Quand soudain, l’ordre tomba. Nous devions nous rendre dans le village de Seneffe pour empêcher la retraite des ennemis qui se trouvaient dans la plaine. Le comte de Montal, lieutenant général des armées du roi et gouverneur de Charleroi fut mis à la tête de cette attaque. Il s’élança au galop en direction du village, l’épée déjà hors du fourreau. À cet instant la peur s’envola, plus le temps pour moi de réfléchir, l’heure était venue de défendre nos couleurs. Je me mis à courir, tous les soldats du régiment firent de même, tel un seul homme suivant les traces de Monseigneur de Montal. Arrivés au village, la cadence fut ralentie. Seneffe était calme, trop calme. « Soyez attentifs messieurs », nous cria le comte de Montal. « Ils se sont sûrement cachés. Ils ne peuvent nous échapper ». Tous mes sens étaient en éveil. Je marchais prudemment, à l’affût du moindre mouvement.

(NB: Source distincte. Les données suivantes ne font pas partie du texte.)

Issue #53, opened 2026-03-19
Make sure each EVM instruction has a topmost spec


pirapira:
The topmost specs should mention `IsEvmWord` in the Risc-v memory instead of each Risc-v machine word.

pirapira:
DivMod stack-spec coverage audit (slice 2 of #53)

Surveyed `EvmAsm/Evm64/DivMod/` for `evm_(div|mod)_*_stack_spec*` theorems. Because DIV/MOD branches at runtime (bzero, n=1 vs n=4, call vs max correction, addback-BEQ vs skip, shift0 vs body), the topmost `evmWordIs`-level coverage is naturally a family of conditional path specs rather than a single theorem.

Per-path coverage (✓ = `evmWordIs`-level `_stack_spec(_within)` exists on `main`):

- bzero: `evm_div_bzero_stack_spec_within`, `evm_mod_bzero_stack_spec_within` ✓
- n=1: `evm_{div,mod}_n1_stack_spec_within(_word)` ✓
- n=4 / max / skip: `evm_div_n4_max_skip_stack_spec`, `evm_mod_n4_max_skip_stack_spec_within` ✓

Tout à coup, un léger grincement, venant de l’église se fit entendre. Je pense que c’est à cet instant précis que la bataille de Seneffe commença véritablement. En effet, un soldat hollandais avait tenté de se cacher dans l’église du village et c’est en fermant la porte qu’il avait par mégarde attiré l’attention de notre armée. Moi et mes compagnons d’armes découvrirent donc un grand nombre de soldats ennemis réfugiés dans cette église. Ces hommes semblaient épouvantés et ne savaient plus quoi faire. L’église fut prise d’assaut par notre bataillon. Il n’y eut pas de prisonnier. Tous ceux qui ne prirent pas la fuite furent massacrés. Et pourtant, chaque soldat ennemi que j’affrontais fit preuve d’une bravoure et d’un courage remarquable. La part d’humanité qui était en moi avait désormais disparu. J’abattais un homme, en transperçais un autre et encore un autre, sans jamais reprendre mon souffle et, ce, jusqu’à ce qu’il n’y ait plus personne. Pendant ce temps, une autre partie du régiment fouillait chaque maison du village pour y terrasser l’un ou l’autre soldat sous le regard terrifié des habitants.